- Zaczynaliśmy w obronie rodziny. Dziś chcemy iść po prostu dla niej! - deklarowali uczestnicy cieszyńskiego Chrześcijańskiego Marszu dla Życia i Rodziny.
Już po raz kolejny na cieszyńskim Rynku do wspólnego poloneza na cześć rodziny, a potem do marszu ulicami miasta i świętowania w ogrodach klasztoru sióstr boromeuszek zaprosili członkowie ekumenicznej Wspólnoty Mężczyzn w Modlitwie "Nikodem" z Cieszyna, z jej liderem Bertrandem Bischem.
Gościem marszu był europoseł Marek Jurek z żoną Izabelą. - Dzisiaj musimy powiedzieć, że chcemy, by rodzina to był fundament naszego społeczeństwa. Warto, żeby cała Europa zobaczyła, że Polska ciągle wierzy w rodzinę, szanuje jej wartość - mówił Marek Jurek. Podkreślał przy tym, że Cieszyn to wyjątkowe miasto, którego historia pokazuje siłę rodziny. Bez niej nie przetrwałaby więź z Polską, tak żywa mimo 6 wieków bycia poza polskim państwem.
Jakub Skałka swoim wystąpieniem na Rynku dowiódł, że i młode pokolenie dołącza do rodziców, organizatorów marszu. Impulsem do pierwszego cieszyńskiego marszu był protest przeciwko zagrażającym rodzinie zmianom prawa. - Dziś nie chcemy iść w obronie rodziny, ale po prostu dla niej i dla życia.
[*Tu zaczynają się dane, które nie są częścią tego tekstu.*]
PR #200, opened 2019-04-22
feat: add MFS tutorial

terichadbourne:
- Uncomment MFS lessons in `main.js`
- Add MFS tutorial to courses in `courses.json`


terichadbourne:
@fsdiogo I'm having a problem with your new UI logging feature as i work on lesson 4. I just adjusted the message for when you forget `{ long: true}`. If I forget to include that and submit the code, it shows the correct `logDesc` and `log`. However, if I then add the { long: true } and hit submit again, only the `logDesc updates`, not the ` log`. 

if I reset code and paste in the same correct answer with `{ long: true }` included, both the `logDesc` and `log` are correct.

fsdiogo:
@terichadbourne just fixed the https://github.com/ProtoSchool/protoschool.github.io/pull/200#issuecomment-485523432 issue in PR https://github.com/ProtoSchool/protoschool.github.io/pull/205.

fsdiogo:
Closed this one by accident, sorry. Already synced with the code highlighting fix from `code`.

terichadbourne:
Heads up that @olizilla and I have reworked the proposed layout for lesson order in the issue: https://github.com/ProtoSchool/protoschool.github.io/issues/91#issuecomment-487084184

terichadbourne:
@fsdiogo @olizilla Can either of you easily figure out what's broken in MFS lesson 3 (the new stat lesson)? I'm getting 
```
Syntax Error: SyntaxError: /Users/terichadbourne/code/pl/protoschool/proto.school/src/tutorials/Mutable-File-System/03.vue: 'import' and 'export' may only appear at the top level (50:0)

  48 | const modules = { cids: require('cids') }
  49 | 
> 50 | export default {
     | ^
  51 |   components: {
  52 |     Lesson
  53 |   },
```
But I had gone back to the boilerplate (for Lesson, not FileLesson) and copied the bottom part so I'm not clear what's going wrong here.

fsdiogo:
@terichadbourne yup, you're missing an `}` on line 30 😄

terichadbourne:
Thanks @fsdiogo! 🤦‍♀️

terichadbourne:
@fsdiogo I appear to need help with your logging tool. In the MFS tutorial, lesson 3 (the one that lets you practice uploading and see what data is now available for each file in the browser) used to make you open your inspector to see a console log of `files` and return files.length. The console log looked like this: 

image

I want to instead have the user return `files` and then use your logging tool to show what it contains, but it keeps printing as an array of objects with no values in them.  

```
[
   {},
   {},
   {}
]
```

although it console logs like the previous thing did: 

image

I've tried using `result`, `JSON.stringify(result)`, `JSON.stringify(result, null, 2)`, etc. but they all come out blank. I'm at about an hour of futile console logging. Do you know what's going wrong here? 

UPDATE: I looped through all the objects in the array to make new objects like so: 
```
  const filesArray = []
  const files = result
  for (var i = 0; i < files.length; i++){
    var file = {
        'lastModified': files[i].lastModified,
        'lastModifiedDate': files[i].lastModifiedDate,
        'name': files[i].name,
        'size': files[i].size,
        'type': files[i].type,
        'webkitRelativePath':  files[i].webkitRelativePath
    }
    filesArray.push(file)
  }
```

It now works if I do `log: JSON.stringify(filesArray, null, 2)`  

image

but that feels like a whole lot of work. Did I really have to do all that or did I miss a simpler solution?

And are there additional instructions we should add to our instructions about stringifying when you do the logging?

terichadbourne:
@fsdiogo I'm having some trouble implementing an error override in the MFS lesson 7 for `mkdir`. The error I want to catch is if someone forgets to use the option `{parents: true}` when trying to make a nested directory. This mistake causes the built-in error "file does not exist" which I want to override: 

image

With that option used, the code passes my validation: 
image


What I tried to do was add `:overrideErrors="true"` at the top of the Vue file where I call the FileLesson template and add the following to my validation: 

```js
} else if (result && result.error.message === 'file does not exist') {
 return { fail: 'The path to the directory you\'re trying to create can\'t be found. Did you forget to use the \{ parents: true \} option?'}
```

But if I put in the bad code and hit submit, nothing happens in the UI and the following is in the console: 

image

I tried running `npm install` (and then restarting my server) in case it was something to do with that file it's not finding, but that doesn't fix the problem. Any idea what's wrong?  

Note that my last commit pushed has the broken validation code commented out so it won't break. I couldn't figure out a comment format that worked inside the template portion so that part is just emitted in my last commit.

fsdiogo:
> I've tried using result, JSON.stringify(result), JSON.stringify(result, null, 2), etc. but they all come out blank. I'm at about an hour of futile console logging. Do you know what's going wrong here?

@terichadbourne what's happening here is that what is returned (the `result`) is a [File object](https://developer.mozilla.org/en-US/docs/Web/API/File), and it appears that can't be logged as you would normally do. 

Compare it with the MFS lesson 5 (the `ls` command), everything works as expected because the result is just a plain old JS object.

That's why it worked when you just iterate through the file properties and store them in an object to log.

I'll try to find a simpler way to do this.

> And are there additional instructions we should add to our instructions about stringifying when you do the logging?

I don't think so. This is a JS quirk and not IPFS, but if you want we can mention this in the troubleshooting section on the README.

fsdiogo:
@terichadbourne, in commit https://github.com/ProtoSchool/protoschool.github.io/pull/200/commits/45cec488d6b4ff81a26bafae080b71c65fd96ecd I added an utility function that you can pass an array of files and it'll do the heavy lifting of "converting" it to a log-friendly object 🙂 

I've also refactored lesson 3 to use that function.

terichadbourne:
Thank you @fsdiogo. I'll check that out!

As I was hitting my snooze button this morning I had a thought about why I might be getting that `result.some is not a function` error when trying to override in lesson 7, so I'll take a stab at fixing that. I'll be pairing with @olizilla on some MFS tutorial validation stuff in a bit.

fsdiogo:
> As I was hitting my snooze button this morning I had a thought about why I might be getting that result.some is not a function error when trying to override in lesson 7, so I'll take a stab at fixing that.

That's happening because your `contains()` function is getting called in the ifs conditionals and breaking because `result` is not an array, it's an error object.

One way to fix that is to check if `result` is an error object in the initial ifs, and then get on your way or not!

We can do some pair-programming on that if you need to.

terichadbourne:
Thanks @fsdiogo - yeah, that was what I figured out, so I changed the order the code runs in and added a conditional to stop it from getting into the place where it gets stuck. I appear to have it fixed now, but I'll let you know if I get off track again.

terichadbourne:
@fsdiogo Hoping you can figure out why my error override isn't working. I would have sworn it was yesterday. 🤦‍♀️

If you do MFS lesson 7 but forget `{parents:true}` in your `mkdir` (so use this to reproduce): 
```js
  await Promise.all(files.map(f => ipfs.files.write('/' + f.name, f, {create: true})))
  await ipfs.files.mkdir('/some/stuff')
  let rootDirectoryContents = await ipfs.files.ls('/', {long: true})
  return rootDirectoryContents
}
return run
```

IPFS returns a "file does not exist" error: 

image

which I thought I had overridden here: 
image

but instead the user gets no feedback from our own logging tool and the native error also isn't returned.

Could you help me figure out what's happening?

terichadbourne:
@fsdiogo @olizilla @mikeal  I discovered an interesting quirk while making the `ipfs.files.mv` lesson (lesson 8) that I'm hoping one of you can explain. 

This is what I've ended up showing as the correct solution for moving all the files (only files, not directories) from the root directory into the `/some/stuff` directory: 
```js
/* global ipfs */
  await Promise.all(files.map(f => ipfs.files.write('/' + f.name, f, {create: true})))
  await ipfs.files.mkdir('/some/stuff', { parents: true })
  let rootDirectoryContents = await ipfs.files.ls('/', {long: true})

  rootDirectoryContents.forEach(item => {
    if (item.type === 0) {
      ipfs.files.mv('/' + item.name, '/some/stuff')
    }
  })

  let someStuffDirectoryContents = await ipfs.files.ls('/some/stuff', {long: true})
  return someStuffDirectoryContents
}
return run
```

But what I had assumed I'd need to do, mostly because I've had to do it with every other IPFS command I've ever used, was this (adding` await`): 

```js
/* global ipfs */
  await Promise.all(files.map(f => ipfs.files.write('/' + f.name, f, {create: true})))
  await ipfs.files.mkdir('/some/stuff', { parents: true })
  let rootDirectoryContents = await ipfs.files.ls('/', {long: true})

  rootDirectoryContents.forEach(item => {
    if (item.type === 0) {
      await ipfs.files.mv('/' + item.name, '/some/stuff')
    }
  })

  let someStuffDirectoryContents = await ipfs.files.ls('/some/stuff', {long: true})
  return someStuffDirectoryContents
}
return run
```
If I do that, it fails and logs this to the console: 
```
08.vue?3dd8:33 result:  {error: SyntaxError: await is only valid in async function
    at new Function (<anonymous>)
    at _callee…}

15:46:09.484 vue.runtime.esm.js?2b0e:619 [Vue warn]: Error in v-on handler (Promise/async): "Error: /some/stuff does not exist"

found in

---> <Button> at src/components/Button.vue
       <FileLesson> at src/components/File-Lesson.vue
         <Anonymous>
           <App> at src/App.vue
             <Root>
warn @ vue.runtime.esm.js?2b0e:619
logError @ vue.runtime.esm.js?2b0e:1884
globalHandleError @ vue.runtime.esm.js?2b0e:1879
handleError @ vue.runtime.esm.js?2b0e:1839
(anonymous) @ vue.runtime.esm.js?2b0e:1856
Promise.catch (async)
invokeWithErrorHandling @ vue.runtime.esm.js?2b0e:1856
invoker @ vue.runtime.esm.js?2b0e:2179
original._wrapper @ vue.runtime.esm.js?2b0e:6911

15:46:09.485 vue.runtime.esm.js?2b0e:1888 Error: /some/stuff does not exist
    at eval (index.min.js?1f76:1)
    at eval (index.min.js?1f76:1)
    at eval (index.min.js?1f76:1)
    at eval (index.min.js?1f76:1)
    at eval (index.min.js?1f76:1)
    at eval (index.min.js?1f76:1)
    at eval (index.min.js?1f76:1)
    at eval (index.min.js?1f76:1)
    at y (index.min.js?1f76:1)
    at eval (index.min.js?1f76:1)
```

I have evidence from other console logging that`/some/stuff` does indeed exist, so that part is particularly confusing. 

I can certainly remove the `await` from my examples, but could someone help me understand why I need it in all the other IPFS commands and not here?

terichadbourne:
After confirming what `result.error.message` was via logging, I tried adding this to override the error but it's not working for me. Neither the initial error nor my override are hitting the UI; the code is just erroring out and not showing any feedback to the user. 

```js
  } else if (result.error && result.error.message === 'await is only valid in async function'){
    return { fail: 'Oops! You can\'t use `await` with `files.mv` because it\'s not an async function.'}
 }
```

terichadbourne:
Update: I got my error override working and stopped the code from bailing out by fixing a scoping issue elsewhere in my code. However, I'd still love an explanation of why `await` doesn't make sense here.

terichadbourne:
In trying to build lesson 9, where the user needs to copy a file from IPFS into their MFS directory, clicking submit isn't producing any visible result to the user and the only thing in the console is that the swarm is listening. Could this just be stalled out because the public gateway is slow? 

Through logging I can tell that the run function is still trying to do this step: 

The command I'm using in my code is: 
`ipfs.files.cp('ipfs/Qme1zmi8dxBiVM7K9y5J3oPxiWWBgzA7n9M6tkmkz8kSwV', '/some/stuff/success.txt')`
(I've also tried it without providing the filename at the end of the path, and with and without `await`, all with the same results.)

I can successfully access the requested file at: https://gateway.ipfs.io/ipfs/Qme1zmi8dxBiVM7K9y5J3oPxiWWBgzA7n9M6tkmkz8kSwV 

Am I wrong about what the solution to this challenge should be or is this some kind of lag time issue? If the latter, is there any way to speed it up? Or is copying from IPFS just not viable here?

Commit with lesson 9 content is: https://github.com/ProtoSchool/protoschool.github.io/pull/200/commits/312c2434502406e3d2ab84337a9deddc865d77c9

fsdiogo:
I've taken a look at https://github.com/ProtoSchool/protoschool.github.io/pull/200#issuecomment-490241325 and the problem is the same I mentioned in https://github.com/ProtoSchool/protoschool.github.io/pull/200#issuecomment-489103204, there are errors before the validation that aren't being caught.

For example, `line 37` errors with your code:

https://github.com/ProtoSchool/protoschool.github.io/blob/3314cbf831de3d4744063592bc7a3da90f363a58/src/tutorials/Mutable-File-System/07.vue#L31-L43

I think you can solve this by changing the order of some of your functions and do more check if the result is an error or an array.

We can pair on this later if you're feeling stuck.

olizilla:
```
SyntaxError: await is only valid in async function
```
is a pretty good error message in this case... the problem is arrow functions make it easy to forget that you're in the scope of a new function. The fix for that error is to declare the function as async as below

```js
  rootDirectoryContents.forEach(async (item) => {
    if (item.type === 0) {
      await ipfs.files.mv('/' + item.name, '/some/stuff')
    }
  })
```

**but** we want to wait for all the mv calls to be completed before moving on to the `ipfs.files.ls` line, so we probably want to wait for all the promises to complete like

```js
  const files = rootDirectoryContents.filter(item => item.type === 0)
  await Promise.all(files.map(file => {
      return ipfs.files.mv('/' + file.name, '/some/stuff')
  })
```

Idziemy pod hasłem "Polska rodziną silna", wpisując się w obchody 100. rocznicy odzyskania niepodległości przez Polskę i świętowanej przez cieszyniaków rocznicy powrotu w obręb Rzeczypospolitej – mówił Jakub, cytując cieszyński hymn, prawdziwy dla przodków i prawdziwy dla współczesnych: - Wystarczy powiedzieć, że "ojcowski dom to istny raj, dar Ojca Niebieskiego. I choćbyś przeszedł cały świat, nie znajdziesz piękniejszego"...
Bertrand Bisch zaapelował o rodzicielską czujność wobec programów wychowania opartych na gender. - Obecnie we Francji, skąd pochodzę, rząd usuwa je ze szkół , bo rodzice nie wyrazili na nie zgody. Czy my w Polsce jesteśmy gorsi? – pytał retorycznie, zachęcając, by ten marsz stał się wyrazem radosnej pochwały dla rodziny.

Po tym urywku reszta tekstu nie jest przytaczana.